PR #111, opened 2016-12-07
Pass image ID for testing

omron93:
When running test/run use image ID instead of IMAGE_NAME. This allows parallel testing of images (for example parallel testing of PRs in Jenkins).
************
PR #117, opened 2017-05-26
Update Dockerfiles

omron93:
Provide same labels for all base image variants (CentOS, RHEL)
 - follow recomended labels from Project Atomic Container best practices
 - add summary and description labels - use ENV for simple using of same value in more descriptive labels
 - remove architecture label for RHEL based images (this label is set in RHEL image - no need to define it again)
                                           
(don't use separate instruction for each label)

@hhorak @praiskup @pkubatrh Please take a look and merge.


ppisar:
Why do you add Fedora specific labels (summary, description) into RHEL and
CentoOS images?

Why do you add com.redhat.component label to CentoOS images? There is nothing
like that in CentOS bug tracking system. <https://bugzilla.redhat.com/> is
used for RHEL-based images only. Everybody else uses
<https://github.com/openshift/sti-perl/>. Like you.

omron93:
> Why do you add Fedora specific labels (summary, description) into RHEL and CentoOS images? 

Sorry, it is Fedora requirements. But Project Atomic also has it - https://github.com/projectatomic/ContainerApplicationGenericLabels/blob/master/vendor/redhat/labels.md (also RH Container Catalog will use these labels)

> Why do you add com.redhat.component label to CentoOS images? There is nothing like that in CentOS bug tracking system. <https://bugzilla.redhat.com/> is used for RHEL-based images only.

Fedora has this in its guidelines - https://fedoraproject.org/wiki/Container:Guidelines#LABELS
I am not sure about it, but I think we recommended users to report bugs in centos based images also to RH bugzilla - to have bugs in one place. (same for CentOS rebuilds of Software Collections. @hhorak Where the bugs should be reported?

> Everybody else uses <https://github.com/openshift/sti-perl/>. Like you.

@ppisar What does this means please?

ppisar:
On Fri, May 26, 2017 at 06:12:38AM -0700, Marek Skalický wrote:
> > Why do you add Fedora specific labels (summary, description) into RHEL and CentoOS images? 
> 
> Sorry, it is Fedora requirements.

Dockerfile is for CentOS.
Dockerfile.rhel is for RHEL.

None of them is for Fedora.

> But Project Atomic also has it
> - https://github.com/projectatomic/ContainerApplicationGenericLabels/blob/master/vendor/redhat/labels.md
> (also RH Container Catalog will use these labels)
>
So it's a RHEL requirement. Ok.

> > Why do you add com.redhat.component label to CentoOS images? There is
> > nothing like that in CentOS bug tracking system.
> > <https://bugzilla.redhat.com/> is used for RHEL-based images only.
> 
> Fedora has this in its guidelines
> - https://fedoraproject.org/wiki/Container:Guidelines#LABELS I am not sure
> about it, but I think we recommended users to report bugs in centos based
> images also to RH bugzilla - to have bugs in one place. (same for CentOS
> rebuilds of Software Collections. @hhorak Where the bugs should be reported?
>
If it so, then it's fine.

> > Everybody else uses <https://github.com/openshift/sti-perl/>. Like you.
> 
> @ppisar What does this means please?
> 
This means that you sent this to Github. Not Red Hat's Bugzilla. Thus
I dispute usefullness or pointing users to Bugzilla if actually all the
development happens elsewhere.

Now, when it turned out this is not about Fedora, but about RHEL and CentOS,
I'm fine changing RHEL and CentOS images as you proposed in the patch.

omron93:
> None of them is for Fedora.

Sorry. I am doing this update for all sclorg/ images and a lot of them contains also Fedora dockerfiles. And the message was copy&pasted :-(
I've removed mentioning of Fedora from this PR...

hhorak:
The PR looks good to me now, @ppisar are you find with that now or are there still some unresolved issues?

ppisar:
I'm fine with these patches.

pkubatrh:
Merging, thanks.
************
- _TASK GOAL_
Which lines above run from the one containing "PR #111, opened 2016-12-07" down to the one containing "When running test/run"? Repeat exactly those, both ends included, and nothing else.

- _SOLUTION FOR THIS PROBLEM_
PR #111, opened 2016-12-07
Pass image ID for testing

omron93:
When running test/run use image ID instead of IMAGE_NAME. This allows parallel testing of images (for example parallel testing of PRs in Jenkins).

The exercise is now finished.